= Death of Julio René Alvarado =

Guatemalan conflict victim (c. 2002–2016)

Julio René Alvarado Ruano (c. 2002 – 20 April 2016) was a fourteen-year-old Guatemalan boy who was killed in the Belize–Guatemala adjacency zone during an armed confrontation between the Belize Defence Force, Belizean park rangers, and Guatemalan farmers. The incident raised tensions between Belize and Guatemala, who have an ongoing border dispute since 1821. Belizean officials maintain that the Belize Defence Force acted in self-defence. However, the Guatemalan government claims the incident was a deliberate attack carried out by Belize's military. After the incident, the Organisation of American States agreed to investigate the death of Julio Alvarado at the request of both countries.

==Circumstances==

The confrontation in which Julio was killed occurred in the Belize-Guatemala adjacency zone, on the Belizean side, 562 meters from the border, on the 20 April 2016.

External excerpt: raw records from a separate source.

PR #2510, opened 2026-09-18
fix(v31): preserve legacy bridge, initialize implementation, and complete token discovery

kelemeno:
## What

Three v31 upgrade fixes: preserve the legacy shared bridge, initialize the ChainRegistrationSender implementation, and discover all legacy NTV tokens before migration. Includes the contract fixes, settlement-layer test fixtures, regenerated contract hashes, and the token-discovery script change carried over from #2273.

| commit | fix |
|---|---|
| `e59d41c37` | carry the legacy shared bridge through the v31 L2 upgrade |
| `56f5890f6` | initialize the `ChainRegistrationSender` implementation |
| `fb0fccfb6` | discover legacy base tokens and withdrawal-only tokens before migration (#2273) |

## 1. The v31 upgrade wrote `address(0)` over a live chain's legacy shared bridge

Reported via Immunefi and confirmed in [this thread](https://matter-labs-workspace.slack.com/archives/C0A01BQ1GUA/p1789028929911779?thread_ts=1789028464.850389&cid=C0A01BQ1GUA).

`_updateAllContracts` — the non-genesis path — passed `_getLegacySharedBridge()` into both the `L2AssetRouter.updateL2` and `L2NativeTokenVault.updateL2` calls. That helper read `L2AssetRouter.L2_LEGACY_SHARED_BRIDGE()` back from L2 storage in order to carry the existing value across the upgrade. The value used to be an **immutable**, so the storage slot was never written and the getter returns zero; `updateL2` then persisted the zero.

The obvious remedy — take the L1-supplied `ZKChainSpecificForceDeploymentsData.l2LegacySharedBridge`, as the genesis path already does at `_initAllContracts` — was **not available**, because the v31 upgrade builds that struct through `L2UpgradeTxLib.buildChainSpecificForceDeploymentsData`, which hardcoded `l2LegacySharedBridge: address(0)`. Both sources were zero, which is presumably why reading it back off L2 looked like the only option.

So the fix is in two places:

- `L2UpgradeTxLib` now populates the field from L1 using the same expression `L1FixedForceDeploymentsHelper` already uses for genesis — `IL1SharedBridgeLegacy(assetRouter).l2BridgeAddress(_chainId)`. Both `assetRouter` and `_chainId` were already in scope.
- `L2GenesisForceDeploymentsHelper._updateAllContracts` reads the struct field, and `_getLegacySharedBridge()` is deleted.

**Impact** on chains that have a legacy shared bridge — established Era chains; new ZKsync-OS chains legitimately pass `address(0)` and are unaffected. After v31: `L2AssetRouter`'s `require(msg.sender == address(L2_LEGACY_SHARED_BRIDGE))` could never pass again, so legacy-bridge-initiated calls are dead; `L2NativeTokenVault.l1TokenAddress` reverts with `NoLegacySharedBridge()`; and the legacy-token branch of token registration silently takes the wrong path. No funds could be stolen or lost, and a follow-up upgrade could rewrite the value — medium, matching the assessment in the thread.

## 2. The `ChainRegistrationSender` implementation was left initializable

Anyone could call `initialize` on the implementation directly and own it. Not theoretical: the July mainnet implementation `0xcD9fEa809A24DC0341ea1eE25Fce25117B8aC6BB` was deployed at block 25444200 and taken at **25444201 — the next block, twelve seconds later** — by a purpose-built contract, ownership going to `0x60dc9d38…`.

`initialize` is one-shot via `reentrancyGuardInitializer`, whose guard is a storage flag. Proxy traffic writes the *proxy's* storage, never the implementation's, so on the implementation the slot stayed zero forever. Consuming it in the constructor makes the contract non-initializable from birth, whoever deploys it — which matters because CREATE2 through the permissionless Arachnid factory lets anyone deploy the predicted address once the salt and init code are public, so no post-deploy `initialize` transaction can win that race.

`_disableInitializers()` guards nothing reachable today (no OZ `initializer` modifier is exposed here); it is carried for consistency and future safety. `L1Bridgehub` and `L1ChainAssetHandler` already do exactly this — this contract was the only sibling missing it.

Impact is limited: an implementation behind a transparent proxy, owning it grants nothing over proxy state, and there is no `selfdestruct` or `delegatecall` to brick anything.

## 3. Legacy-token discovery missed base tokens and withdrawal-only tokens

The upgrade seeds `NTV.bridgedTokens` from the discovery TOML before `registerAllLegacyTokens` iterates that list. Deposit events alone miss L2-native tokens whose only L1 activity was a withdrawal and base tokens bridged through `requestL2Transaction`. Missing entries remain unregistered after the upgrade.

Carry over #2273's two additional discovery passes: NTV `BridgeMint` / `BridgeBurn` events and registered-chain base-token enumeration through Bridgehub. Reuse a token-address cache across the passes. The original token-discovery behavior changes are preserved unchanged.

## Sequencing

The two contract fixes change contract bytecode, so addresses move and the committed v31 calldata has to be regenerated on top. Intended order: this PR into `draft-v31`, then merge down into `kl/testnet-v31-calldata` (#2223), then one regen — which also picks up the zksolc 1.5.17 bump from #2435, instead of regenerating twice.

`ChainRegistrationSender.sol` is still present on `kl/testnet-v31-calldata` as well, so that merge will conflict on that file; the resolution is to take this branch's version.

## Not yet included

A regression test for fix 1. Nothing currently exercises the non-genesis `_updateAllContracts` branch with a non-zero legacy bridge — the existing `L2V31Upgrade` unit fixture passes `address(0)` for this field throughout, which is how it got through. The test needs to set it non-zero and assert it arrives at both the asset router and the NTV. AGENTS.md asks that the timing of a bounty regression test be agreed with the security team, and the reward here has not been proposed yet, so I have left it out pending that call rather than deciding unilaterally.

`forge build` is clean and the existing `L2V31Upgrade` suite passes.

## CI follow-up

The settlement-layer unit fixtures now mock `IL1SharedBridgeLegacy.l2BridgeAddress(testChainId)` in both the Era and ZKsync-OS setups. These suites isolate upgrade calldata construction from the asset router, and the newly added L1 lookup was reverting because that dependency was not mocked. The fixtures keep their existing zero legacy-bridge value; the deferred non-zero L2 regression test above is still separate.

`AllContractsHashes.json` has also been regenerated from this PR's successful CI build artifacts, covering the bytecode changes from both fixes.

Validation: all 2,622 L1/ZKsync-OS Foundry tests pass; the coverage command passes all 2,621 tests it selects and writes its report. Solidity lint, TypeScript lint, formatting, and the contract-hash check pass.

## Combined-branch validation

After incorporating #2273: Solidity lint, TypeScript lint, formatting, and all 2,622 L1/ZKsync-OS Foundry tests pass. The old #2273 spelling failure is already fixed on the current base. Its three deployment CI scripts also completed locally with Foundry v1.4.0 on the refreshed #2273 branch.


l1-contracts/contracts/upgrades/L2UpgradeTxLib.sol
```diff
@@ -94,7 +95,12 @@ library L2UpgradeTxLib {
         return
             abi.encode(
                 ZKChainSpecificForceDeploymentsData({
-                    l2LegacySharedBridge: address(0),
+                    // Read from L1, which is the only place that still knows it. The L2 side
```
vladbochok: Too much text

StanislavBreadless (approved):

vladbochok (approved):

vladbochok (approved):

PR #58, opened 2021-12-01
try-with-resources for encoder/decoder

graemerocher:
Improvements encoder/decoder APIs to use try with resources

### DIFF
--- a/serde-api/src/main/java/io/micronaut/serde/Decoder.java
+++ b/serde-api/src/main/java/io/micronaut/serde/Decoder.java
@@ -212,6 +212,10 @@ public interface Decoder extends AutoCloseable {
      */
     void finishStructure() throws IOException;
 
+    /**
+     * Finalize the current structure. Equivalent to calling {@link #finishStructure()}.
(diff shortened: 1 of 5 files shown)


serde-api/src/main/java/io/micronaut/serde/Decoder.java
```diff
@@ -212,6 +212,11 @@ default Decoder decodeObject() throws IOException {
      */
     void finishStructure() throws IOException;
 
+    @Override
+    default void close() throws IOException {
```
yawkat, line 216: should document that this is equivalent to finishStructure

serde-api/src/main/java/io/micronaut/serde/Encoder.java
```diff
@@ -50,6 +50,11 @@
      */
     void finishStructure() throws IOException;
 
+    @Override
+    default void close() throws IOException {
```
yawkat, line 54: should document that this is equivalent to finishStructure

yawkat (approved):

PR #59, opened 2021-12-02
Support JsonBackReference

graemerocher:


serde-api/src/main/java/io/micronaut/serde/serializers/ObjectSerializer.java
```diff
@@ -274,8 +309,13 @@ public final void serialize(
                 }
             }
             childEncoder.finishStructure();
+        } catch (StackOverflowError e) {
+            throw new SerdeException("Infinite recursion serializing type: " + type.getType()
```
yawkat, line 313: is it really safe to just catch SOE? could also just have a depth counter, or ideally catch this at compile time

yawkat (approved):

serde-api/src/main/java/io/micronaut/serde/serializers/ObjectSerializer.java
graemerocher: This is what Jackson appears to do

yawkat: i guess it's not so bad since it cant be caused by a user, only by programmer error

dstepanov (approved):

PR #65, opened 2021-12-03
Implement currentPath for jsonp and bson encoders

### LINKED ISSUE #60: Implement `Encoder.currentPath` for BSON
### Feature description

Currently returns a blank path, should return the path for debugging purposes

### LINKED ISSUE #61: Implement `currentPath` for JSON-P
### Feature description

Currently returns a blank path

yawkat:
Path is calculated lazily because it's only needed for error messages. Using a reference to the parent encoder keeps memory use relatively low.

Resolves #60
Resolves #61

### DIFF
--- a/serde-api/src/main/java/io/micronaut/serde/Encoder.java
+++ b/serde-api/src/main/java/io/micronaut/serde/Encoder.java
@@ -150,7 +150,7 @@ public interface Encoder extends AutoCloseable {
     void encodeNull() throws IOException;
 
     /**
-     * Return an anaysis of the current path.
+     * Return an analysis of the current path.
      *
      * @return The current path if known
      */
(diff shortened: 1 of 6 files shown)


graemerocher:
Doesn't seem to handle current array index?

yawkat:
index is annoying to do reliably, because there's many encode methods, and bson has additional external writes through `getBsonWriter` that we can't see. But I will implement it best-effort

yawkat:
hm, now failing with `Cannot auto-detect encoding, not enough chars` in the jsonp reactive parser. Not sure what change triggered it, or if it's spurious. It's weird that itd try detecting the charset anyway, since json is specified to always be utf-8...

yawkat:
fixed by rebase, ready for review now @graemerocher

graemerocher (approved):

PR #76, opened 2021-12-10
Serialization of AWS events

sdelamo:
Includes a module to provide Serde configuration for [AWS Lambda Events](https://github.com/aws/aws-lambda-java-libs/tree/master/aws-lambda-java-events) POJOs.


graemerocher:
@sdelamo the latest PR from @dstepanov might help with the AWS case https://github.com/micronaut-projects/micronaut-serialization/pull/78

dstepanov:
@sdelamo What problem do you have?

sdelamo:
@dstepanov This PR contains a test annotated with `PendingFeature`  to test serialization into a `SQSEvent` a POJO distributed by AWS Lambda events library. They ship POJOs and Mixins. 

I would like to be able to apply serialize to [SQSEvent](https://github.com/aws/aws-lambda-java-libs/blob/master/aws-lambda-java-events/src/main/java/com/amazonaws/services/lambda/runtime/events/SQSEvent.java) leveraging [SQSEventMixin](https://github.com/aws/aws-lambda-java-libs/blob/master/aws-lambda-java-serialization/src/main/java/com/amazonaws/services/lambda/runtime/serialization/events/mixins/SQSEventMixin.java)

Do you know how could I achieve that?

sdelamo:
@dstepanov do you have any feedback about this?

dstepanov:
It might be possible to use `@SerdeImport` with a custom naming strategy that converts `records` to `Records` etc. The best way would be to support something like mixins with: `@SerdeImport(value=Xyz.class, mixin=XyzMixin.class)` WDYT @graemerocher? I think we already have some kind of annotation hierarchy, mixin would contribute the first place matched by the name of field/property/constructor parameter.

graemerocher:
Sounds good

graemerocher:
I will take a look at this

graemerocher:
PR submitted with a solution for this https://github.com/micronaut-projects/micronaut-serialization/pull/102

graemerocher:
FWIW I think this code belongs in the AWS module not here

sdelamo:
I added the mixin as in @yawkat PR but the test is still failing. 

@yawkat any idea?

yawkat:
im not sure, but the mixin being in a different jar that isnt covered by the annotation processor could be the problem

graemerocher:
The reason this is failing is because AWS re-packages Jackson and the byte code the annotations are `com.amazonaws.lambda.thirdparty.com.fasterxml.jackson.annotation.JsonProperty` 😱

yawkat:
🤦

sdelamo:
> The reason this is failing is because AWS re-packages Jackson and the byte code the annotations are `com.amazonaws.lambda.thirdparty.com.fasterxml.jackson.annotation.JsonProperty` 😱

Should an annotation mapper which maps `@JsonProperty` to `com.fasterxml.jackson.annotation.JsonProperty` help?

graemerocher:
See https://github.com/micronaut-projects/micronaut-serialization/pull/108

sdelamo:
@yawkat and @graemerocher The `mixin` works great. 

`aws-events` library uses joda and it has fields of type `org.joda.time.DateTime`. 

They ship with two `com.fasterxml.jackson.databind.module.SimpleModule`

https://github.com/aws/aws-lambda-java-libs/tree/master/aws-lambda-java-serialization/src/main/java/com/amazonaws/services/lambda/runtime/serialization/events/modules

How could we handle this?

graemerocher:
Add `Serializer` and `Deserializer`  beans (or a single bean of type `Serde`) for `DateTime`

graemerocher:
I committed what you need to add

sdelamo:
@graemerocher 

> FWIW I think this code belongs in the AWS module not here

I have moved it to aws https://github.com/micronaut-projects/micronaut-aws/pull/1264

PR #94, opened 2022-01-04
Move bean classes to support module

graemerocher:
This minimizes the `serde-api` module to include only annotations and interfaces


serde-api/build.gradle.kts
```diff
@@ -4,22 +4,9 @@ plugins {
 
 dependencies {
     annotationProcessor(mn.micronaut.inject.java)
-    annotationProcessor(mn.micronaut.inject.java)
-    annotationProcessor("io.micronaut.docs:micronaut-docs-asciidoc-config-props:2.0.0.RC1")
+
     api(mn.micronaut.context)
```
yawkat, line 8: is context needed? I see `io.micronaut.core.annotation.Indexed`, for that I guess?

yawkat (approved):

serde-api/build.gradle.kts
graemerocher: it is needed for https://github.com/micronaut-projects/micronaut-serialization/blob/master/serde-api/src/main/java/io/micronaut/serde/config/SerdeConfiguration.java

sdelamo (approved):

PR #99, opened 2022-01-05
build: align build with other modules

sdelamo:
I've changed the build to be closer to what we do in other modules:

- bump up micronaut to 3.2.4
- bump up micronautDocsVersion to 2.0.0
- Set projectGroup in gradle.properties
- replace docs-examples by convention test-suite modules
- remove serde-build-logic.
- remove serde-module apply io.micronaut.build.internal.module instead. serde-build-logic was using io.micronaut.build.internal.base-module not sure why. We use module not base-module in the rest of the modules.


graemerocher:
Please revert the change that moves the doc examples to a `test-suite` directory. These are not test suites but documentation examples and many other repos use this pattern https://github.com/micronaut-projects/micronaut-data/tree/master/doc-examples

sdelamo:
We use heavily `test-suite` to provide documentation snippets for other modules. Maybe `data` should be migrated to test-suite to follow the convention of the rest of the modules.

graemerocher:
grpc, gcp, pulsar, data, azure, r2dbc, serialization all use the doc-examples convention https://github.com/search?q=org%3Amicronaut-projects+doc-examples&type=code

only core, aws and security use https://github.com/search?q=org%3Amicronaut-projects+test-suite&type=code as far as I can see

In addition these are not test suites, but projects specifically for documenting the project, so I see no issue or inconsistency here.

sdelamo:
I've reverted the changed and left `docs-examples`. 

`email`, `aws`, `views`, `core`, `elasticsearch`, `problem-json`, `graphql`, `spring` use `test-suite`.

Please, note that the [`bom` plugin excludes projects with `test-suite`](https://github.com/micronaut-projects/micronaut-build/blob/master/src/main/groovy/io/micronaut/build/MicronautBomPlugin.java#L82). We don't have any special treatment for `docs-examples` as far as I know. . 

I think it would be simpler just to stick with one convention and use `test-suite`.

graemerocher:
* `graphql` uses doc-examples https://github.com/micronaut-projects/micronaut-graphql/blob/master/settings.gradle
* `spring` and `elasticsearch` don't t use it for anything else besides tests
* the remaining modules you mention seem to be ones you created or maintain :)

I do agree that the bom plugin needs to include it although I think the BOM plugin should only include a project if it has the module plugin applied then the hard coded exclusions wouldn't be needed. Thoughts @melix ?

melix:
> the BOM plugin should only include a project if it has the module plugin applied

Eventually it should be something like that. It would work however today even if you don't. There are also some ordering issues which make this a bit unreliable atm.

PR #102, opened 2022-01-05
support for mixins when importing external types

graemerocher:
Adds the ability to apply mixins to customise mapping when importing external types


doc-examples/example-java/build.gradle.kts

According to Belizean authorities, Belize Defence Force personnel and FCD park rangers were resting by a corn field when at 7 pm Julio's father, Carlos Ramirez, and other companions started flashing lights. Upon being asked to stop, Ramirez and his associates began shooting at the personnel, prompting the personnel to return fire. During the confrontation, Julio's father and brother were injured but escaped to Guatemala. Julio, however, was fatally shot and died on the scene. After the fact, the BDF soldiers transported Julio's body to a Belizean hospital for an autopsy to be performed. A park ranger indicated that he used a shotgun while another ranger used a .22 calibre pistol. The BDF soldiers used M4 carbines but alleged that their bullets missed.

Julio's father, Carlos Ramirez, gave a different account of what transpired. According to Ramirez, he, his sons and other associates, all unarmed, were crossing a corn field after planting pumpkin seeds when at 6:15 pm Belizean forces ambushed them and proceeded to shoot. He stated that as he fled, he saw his son Julio dead on the ground. Julio Alvarado is now the tenth Guatemalan to be killed by Belizean forces near the Belize-Guatemala border since 1999.

Prior to the death of Julio Alvarado, tensions were already high due to Guatemala claiming the entire Sarstoon River at the southern border of Belize while Belize maintained that each country was entitled to half of the river. Additionally, Guatemalan fishermen and military forces were allegedly encroaching into Belizean waters by the Toledo district of Belize.

==Aftermath==

The president of Guatemala Jimmy Morales decried the incident as a "cowardly and excessive act that has the total condemnation of the Guatemalan state". In response to the killing of Julio Alvarado, the Guatemalan ambassador to Belize was recalled to Guatemala. Then, the Guatemalan military dispatched 3000 soldiers to the borders with Belize to protect the border area. Guatemala's president also blamed the "murder" of Julio Alvarado on Belize's military and called for an investigation by the Organisation of American States so that those responsible could be brought to justice. The Government of Belize agreed to the investigation but maintained that the Belizean personnel rightfully defended themselves, though it led to the fatal shooting of Julio Alvarado. Other subsequent reports revealed that Belizean forces had already encountered Julio in Belizean territory prior to the incident and had escorted him to the Guatemalan side.

Guatemala claimed that Julio was killed with a military grade rifle but autopsy reports showed that the bullets came from a .22 calibre pistol and a shotgun. Julio Alvarado was laid to rest the weekend following his death. Julio was buried in La Rejoya, in the Peten department of Guatemala close to the border with Belize.

==Investigation==

In a press release, the Organisation of American States agreed to investigate the incident at the request of both countries. The investigators allegedly found that the Guatemalan military had removed evidence from the scene. However, bullet holes found in nearby tree branches suggested that the Belizean military had been fired at from where Julio was found. The investigation report concluded that "the shooting happened when the Belize patrol came under fire under the cover of night and...they fired back in self-defence". The report also exonerated the Belizean military as the bullets that killed Julio came from the weapons of the park rangers.

The president of Guatemala rejected the reports as inconclusive and called for a second investigation. The foreign minister of Guatemala also rejected the reports and hoped that the International human rights Court would investigate the incident. On the contrary, the Belizean government supported the OAS report and did not intend to call for a second investigation into the death of Julio Alvarado.